Darling warns president on plan to rein in banks

CHANCELLOR Alistair Darling has sent out a warning shot to America not to go it alone with bank sector reforms.

Alistair Darling

CHANCELLOR Alistair Darling has sent out a warning shot to America not to go it alone with bank sector reforms.

In an interview with The Sunday Times, Mr Darling cautioned that President Barack Obama’s war on Wall Street announced last week could harm international co-ordination.

He called for unity among the G20 nations and also said the moves to curb banks would not have prevented the financial crisis.

“If everyone does their own thing it will achieve absolutely nothing,” said Mr Darling.

He added: “The banks are global – they are quite capable of organising themselves in such a way that if the regime is difficult in one country, they will go to another one and that doesn’t do anyone any good.”

The US president sent shockwaves through the banking sector on both sides of the Atlantic with last week’s announcement of proposals to limit the activities of banks.

The plans include a ban on retail banks from using their own money in investments, instead of being limited to investing their customers’ funds, and restrictions on banks’ abilities to make high-risk trades.

Mr Obama said he was ready for a “fight” with the sector over the reforms, which came in the middle of the US bank reporting season revealing bumper profits at many major groups.

The Tories were quick to back Mr Obama and accused the UK Government of becoming internationally “isolated” over the banking overhaul.

However, Mr Darling stood firm on his opposition to plans that would effectively split retail and investment banks.

“You could end up dividing institutions and making them separate legal entities, but that isn’t the point,” he said.

“The point is the connectivity between them in relation to their financial transactions.”
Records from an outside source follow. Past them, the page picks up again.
PR #671, opened 2026-07-14
feat: Bob - AI Assistant for Builder  🤖

surajshetty3416:
Bob is an AI assistant inside the Builder editor. One prompt builds a page. The same conversation then keeps editing it, and writes the design tokens, page scripts, DocTypes and form wiring that go with it.

It runs as one loop with 28 tools. There is no "generate mode" and "edit mode": what changes between turns is which tools the model reaches for.

## Prompt to a working site

A fine jewellery house in Paris, from a single prompt. Bob searches for photography and asks which hero shot to open on, mints its own design system, then writes the page while the canvas follows it down: 94 blocks, a full-bleed hero, the collection, the atelier, an enquiry form.

Then it asks for the one thing it cannot decide alone, whether to save that form's submissions to a new DocType. Approve, and it creates the DocType, wires the form and hands back a link. The rest of the video is that promise being checked: publish, send a real enquiry from the live page, then follow Bob's own link into Desk and find the record sitting there.

https://github.com/user-attachments/assets/f7955dab-4342-4af9-bf45-a13a19c8dd7d

## Then keep editing it

Select a block on the canvas and it joins the conversation as context. Three asks, three different paths through the same loop: the headline is rewritten in place, one block, four seconds; "deepen the gold, warm the ivory" is answered by editing two design tokens rather than the page, so the whole site retones at once; and "a slow fade-up as each section scrolls in" lands as two page scripts, the CSS and the JavaScript kept separate. Publish, and the motion runs for real.

https://github.com/user-attachments/assets/01649d8b-f773-4092-9cc9-575b86276617

## In the editor

Bob lives in the left panel. Every turn leaves a trail you can open: what it thought, what it ran, what it changed, how long it took, and a Revert for that turn alone.

It asks everything it needs in one card instead of a wall of questions, and the card collapses into the answers once it is filled in.

A form it wired, with the enquiry the live page just sent, in Desk.

## What it can do

- **Build** a full page from a prompt, streamed into the canvas as it is written, against a design system it mints first
- **Edit** surgically or page-wide, with the blocks you select on the canvas as context
- **Style** by token, so a retheme is a token edit rather than a rebuild
- **Script** a page, CSS and JavaScript kept as separate page scripts
- **Wire data**: inspect the site's DocTypes, propose new ones, seed sample rows, write the page's data script, and connect a form so submissions actually save
- **Look at its own work**: screenshot the draft and review it before finishing
- **Remember** durable facts about a site across chats

Anything sensitive (a new DocType, sample data, the home page, global code, form wiring) stops and asks first.

## Configuration

Settings → AI walks through connecting a provider. Presets ship for OpenRouter, Anthropic, OpenAI, ChatGPT (through a Codex subscription rather than a key) and Google Gemini, plus a custom option for any OpenAI-compatible gateway (OpenCode, Ollama, vLLM, a private proxy), so a low cost coding subscription can drive the loop.

Each preset switches on the models worth starting with: OpenRouter opens with Claude Sonnet 5 and GPT-5.6 Luna, and leaves GPT-5.6 Terra, Gemini 3.6 Flash and a free Nemotron one tick away. A provider's full catalog can be imported from its `/v1/models` endpoint, and context window and vision support are filled in on save so adding a model only asks for its id.

---

<details>
<summary><b>How it works</b> — architecture, the tool inventory, how the model is steered, testing, known gaps</summary>

### The server is authoritative for every turn

The page is loaded from the database into a mutating `WorkingTree` (`builder/ai/agent/tree.py`). Every block op is applied there first, so the tool result handed back to the model is honest ("applied to block X", "3 of 12 not found"), and a wrong ref drives a self correcting round instead of a silent divergence. Ops the tree accepts are then mirrored to the canvas, which is a live view rather than the source of truth. Ops it rejects are never emitted, so the two sides cannot drift.

### One loop, one registry

`AgentRunner` (`builder/ai/agent/loop.py`) holds per turn state, builds the message list and drives the tool calling loop. Tool behaviour lives in the registry (`builder/ai/agent/registry.py`); the loop never changes when a capability is added. Every tool declares a *side*:

| Side | Meaning |
|---|---|
| `client` | a page edit: applied to the WorkingTree, then mirrored to the canvas |
| `server` | the loop runs the handler and feeds its string result back to the model |
| `terminal` | the call ends the turn and hands control back to the user (a question, a plan, a confirm gate) |

A tool may also produce a large *streamed artifact*. `generate_page` sets `artifact="page_yaml"`, so the loop hands execution to a generator that streams the YAML to the client for a live preview and returns the canonical op to apply. The agent calling the tool is the signal to generate: no out of band state decides it.

### Generation path

YAML is expanded to the editor's serialized block shape and written to `draft_blocks` server side (`builder/ai/page_writer.py`). The frontend keeps a small port of the conversion purely for the streaming preview; the authoritative tree always comes from the server, with the same block ids.

### Transactions

A turn runs as a background job, and a job that raises rolls its whole transaction back, so work has to be made durable as it goes. `AgentRunner.checkpoint()` commits once at the end of each round. Tools never commit. Any event whose handler re-reads what the turn just wrote is emitted with `after_commit=True`, so frappe holds it until the transaction lands and drops it on rollback: the client and the database cannot disagree.

### Concurrency

Run locks are atomic Redis `SET NX EX` with a fencing token (`builder/ai/locks.py`), so a crashed worker cannot wedge a page or session: the TTL expires, and a worker that outlived its TTL cannot release a newer holder's lock. This is generic enough to upstream as a `frappe.cache().lock(...)` primitive, with Builder as the first consumer.

### Realtime contract

Eight events over Redis pub/sub, each suffixed with a channel (the page id in the editor, the session id for a page-less chat): `ai_chat_step`, `ai_chat_stream`, `ai_chat_progress`, `ai_chat_tool_batch`, `ai_chat_clarify`, `ai_chat_complete`, `ai_chat_error`, and `ai_chat_refetch` — the one a server tool fires when it changes state the canvas only loads at editor start (theme variables, page data, the page doc), so the client refetches just those. Live narration emits immediately; anything the client reads back from the database is deferred to the commit. `ai_chat_step` carries the whole turn timeline, a thought, a tool call or a chunk of text, each with its own status and duration, which is what the chat renders as the collapsible trail.

### Revert

Pre turn snapshots reuse Builder's generic Builder Snapshot system, tagged `snapshot_type="AI"` (`builder/ai/snapshots.py`). State is captured synchronously at request time, before the worker or any streaming touches the canvas, and the snapshot doc is created only when a turn actually mutates a page, so clarify and plan turns leave nothing behind. One revert restores blocks, the data script and the page's client scripts together.

### Token efficiency

`BlockCodec` (`builder/ai/block_codec.py`) compresses blocks into a compact YAML vocabulary for the prompt and expands them back. Large pages are sent as an outline (one line per block) with full detail only for the blocks the user has selected, so a targeted edit costs no read round trip. Prompt caching uses pinned breakpoints on the system prompt plus rolling per turn markers.

### Data model

Builder AI Session, Builder AI Message, Builder AI Memory, Builder AI Provider, Builder AI Model.

### The 28 tools

**Build** — `generate_page`, `set_design_token`, `extract_component`
**Edit** — `update_block`, `update_blocks`, `add_block`, `remove_block`, `move_block`, `read_block`, `query_blocks`
**Scripts** — `set_page_script`, `update_script`, `get_page_scripts`
**Data** — `list_doctypes`, `get_doctype_schema`, `query_records`, `get_document`, `create_doctype`, `seed_sample_data`, `write_page_data_script`, `connect_form`
**Page and site** — `set_page_settings`, `set_home_page`, `edit_global_settings`, `preview_page`
**Conversation** — `present_ui`, `remember`
**Assets** — `search_images`

### Steering the model

Most of the work here is not plumbing, it is making a general model behave like a designer who knows Builder.

- **Role specific system prompts**: an editor agent prompt, a generation prompt written as an art direction brief, and a component prompt.
- **Structural validation with teaching errors.** The working tree rejects the mistakes models actually make and explains the fix in the tool result: expressions used as binding keys, repeaters "created" through `bind`, Jinja or moustache text in content and attributes (which crashes the published route), and CSS injected from JavaScript instead of a CSS script.
- **Corrective rounds.** A no-tool round that should have been a tool call gets exactly one correction, across three shapes: a card written as plain text, options asked as prose bullets, and a summary claiming an edit that was never applied. A build that minted a design system but never called `generate_page` has its own one-shot correction on a separate budget, because that turn did mutate the page.
- **Confirm gates.** Anything sensitive ends the turn and asks. The privileged write runs in the user's own request, never inside the model's turn, and the outcome is written back into the conversation so the next turn knows what happened.
- **Self review.** `preview_page` screenshots the draft and asks the model to review its own output for breakage and template fingerprints, on vision capable models only. The capture is tall and handed over as readable tiles, because a single full-page screenshot arrives at the model too small to read.
- **Ordering rules.** Scripts are written after the page exists, so selectors target classes the model can see rather than ones it is guessing at.

### Also in this PR

- Parallel chat sessions per page, with a session switcher and history
- Context window usage per turn, and per-call token counts in the debug panel
- Cancel mid turn: the stream closes, so providers stop billing further tokens
- Tolerant parsing for weaker models that emit tool calls as plain text JSON
- A debug panel for the raw turn signals

### Testing

- `builder/ai/test_tree_apply.py`: 16 tests covering the mutating tree, uniform and per block updates, and the rejection rules
- `builder/ai/test_page_writer.py`: 10 tests covering YAML expansion, style normalization and the repeater data shim
- Manual verification against a live site for the flows that need a real model

### Known gaps

- Coverage on `block_codec.py` and `selectors.py` is thin
- CSS page scripts are applied on the published page but not inside the editor canvas, so a page whose styling lives in a CSS script renders differently in the two places
- Builder AI Batch and Builder AI Batch Task doctypes are present but unused: the parallel fan-out that would drive them (a dashboard level orchestrator spawning one sub-agent per page) is not part of this PR

</details>

<details>
<summary><b>How it got here</b> — five months of experiments, dead ends and refinements</summary>

365 commits between 2 March and 11 August, plus the merges from develop along the way. The shape changed thoroughly along the way, and most of what was learned is not visible in the final diff.

### March: a modal that generated a page

The first cut was not a chat. It was a button in the toolbar that opened `AIPageGeneratorModal`, took a prompt, and streamed a page in. The interesting problems were all about the stream: models emit broken JSON halfway through, so there was a JSON repair pass; the canvas thrashed while blocks arrived, so streaming got throttled; page saving had to be paused while blocks were still landing.

Two decisions from that month survived everything else. **Blocks are described in YAML, not JSON** ("Update prompts and parsing to use YAML format for block structures to save credits") because the block tree is the expensive part of every prompt. And the model is given **an art direction brief rather than a schema**, because a schema produces pages that look like a schema.

The month ended with the first edit affordances: rewrite this text, replace this image, a keyboard shortcut to open the modal on a block, and a preset picker to make prompting easier.

### April: the chat panel

Summaries in markdown, selected blocks and attached images as chips, and the first tools that could fetch and update page scripts on demand. Generation was still one thing and editing another.

### May: one loop

"Use single agentic loop for all flows" is the pivot the whole PR rests on. Before it there were separate paths for generating, modifying a block, rewriting text and replacing an image, each with its own prompt and its own parsing. After it there is one tool calling loop, and generation is just the tool a model reaches for when the page is empty. Everything since has been adding tools rather than adding modes.

### June: the server takes over

Multi-round edits went live with per-turn revert on top of Builder Snapshot, and client ops started being validated server side with corrections logged. This is where the `WorkingTree` came from: the client had been the source of truth, the model would name a block that did not exist, and the two sides would quietly disagree. Telemetry for tokens and timing landed the same month, which is how the cost line in the chat exists.

### July: the data layer, gated

DocTypes, sample data, form wiring and global settings. All of it is capable of doing real damage, so all of it stops and asks, and the privileged write happens in the user's own request rather than inside the model's turn. Confirm cards took a few passes to become readable (no duplicate title, no raw JSON dump). Persistent memory arrived at the end of the month.

### August: configuration, and the last mile

Providers and models became doctypes instead of a hardcoded list, so a site can add any OpenAI-compatible gateway. A guided setup flow replaced "paste a key somewhere". The turn timeline started streaming. Questions collapsed into a single card. A ChatGPT-subscription provider went in via Codex OAuth.

### Tried and dropped

- **Model tiers with automatic task classification.** The agent used to classify the task and pick a cheap or expensive model for you. It was replaced by one model you choose. Guessing wrong was worse than the money it saved.
- **Sending the page as an outline.** Written to save tokens, then widened twice ("give the agent the whole page, not an outline of it") once real pages turned out to fit. The outline survives only for genuinely large pages.
- **Tokenising spacing and sizes.** Design tokens now cover colours, fonts and dimensions. Spacing tokens made every edit a two step negotiation.
- **Per-turn cost in the site's currency.** Shipped in July, dropped in August with the default-model flag. Pricing drifts per provider and the number was more often wrong than useful; token counts and context usage stayed.
- **Stock video search**, removed.
- **Synchronous stream sync**, reverted a month in for unreliability.
- **The generator modal itself**, deleted once the loop could do everything it did.

### Refinements that mattered more than they look

- Ask everything in one card, not one question per turn
- Name each token in the timeline, and collapse repeated rows
- Say what Bob did in the user's words, not the tool's
- Search photos per subject, not once per page
- A tool that raises no longer kills the turn
- A mistyped image URL no longer kills the build
- Add a subtree in one call, not one block per round
- Show the model the whole page, not its top third

### The other branches

Plenty was tried outside this branch and is parked rather than merged. Mostly prefixed `ai-`, all pointed at the same question from different angles:

| Branch | What it was trying |
|---|---|
| `ai-driven-page-builder` | the original generator line, where the March work started |
| `ai-selector-bulk-edit`, `ai-bulk-edit-2` | editing by CSS selector, so one instruction could restyle every matching block |
| `ai-sessions-all-in` | parallel chat sessions before they became part of this branch |
| `ai-first-builder` | an AI-first entry point: start from the dashboard and watch a page assemble, no editor first |
| `ai-codebase-context` | a primitives-only agent — `run_python` and source access instead of block tools — plus creative option cards and font specimens |
| `ai-unified` | the merge of those two: multi-page sites, site consistency between pages, a build pill that survives navigation |
| `agent-v2` | a from-scratch rewrite of the loop with the transcript on the session doctype and componentization built in |
| `ai-design-agency` | the agency journey and a studio mode |
| `ai-api-base-override` | routing completions through any OpenAI-compatible `ai_api_base`, which is where the plain-text tool call salvage came from |

Some of it will come back. `ai-first-builder`'s dashboard chat and `ai-codebase-context`'s option cards are the two most likely.

### The story

The first version was a slot machine. You typed a sentence, pulled the lever, and a whole page fell out. When it was good it felt like magic. When it was 90% good, which was most of the time, your options were to accept the 10% you disliked or pull the lever again and lose the 90% you liked. People pulled the lever a lot.

So we added a second button for editing a block, and a third for rewriting text, and a fourth for replacing an image. Each one worked. Each one had its own prompt, its own parser, its own bugs, and none of them knew what the others had done. The model would rewrite a headline with no idea a design system existed.

The fix was to stop adding buttons. One conversation, one loop, and a set of tools the model picks from. Generation stopped being a mode and became a tool that gets used when the page is empty. That is the whole idea, and everything after it was consequences: if the model can edit the page, the server has to know what the page actually is; if it can create a DocType, it has to ask first; if a turn can go wrong, one click has to undo it.

The last thing to change was the smallest. For months it answered questions one at a time, like a form that arrived a field per day. Now it asks everything at once, in one card, and gets out of the way.

</details>


federicocalvo:
Hi @surajshetty3416 I don't know if you've considered making the AI options more configurable.

1- Being able to choose the models. Since they're hardcoded, you lose the option to try others, or to use new ones that are less expensive or more optimal until an update is released. There could obviously be recommended models.

2- Make it more open, like Flow, with more freedom to connect OpenRouter, OpenIA, Ollama, etc.

3- This is a bit of a long shot, but the option to connect it to a CLI (for those who use it locally to set up a website, etc.)

surajshetty3416:
@greptile-apps review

He stressed that failed US investment bank Lehman Brothers did not have retail deposits, but was allowed to go to the wall with disastrous consequences for the global financial system. He said: “Equally the large-small thing doesn’t run – Northern Rock was very small in global terms but systemically it was quite important when it got into trouble.”

The UK will continue working with the US on banking overhaul plans, but the Chancellor said he would ensure proposals did not “disadvantage London relative to the rest of the world”.

But the UK has so far gone out on a limb with its one-off 50% special tax on City bonuses over £25,000. The move has already seen threats from banks to relocate affected staff abroad, while a number of foreign banks are capping or reducing UK staff pay.

US Treasury officials are understood to be arriving in London this week to brief the Government on Mr Obama’s radical plans.

And City minister Lord Myners is said to be gathering UK and international officials to discuss solutions to the “too big to fail” issue.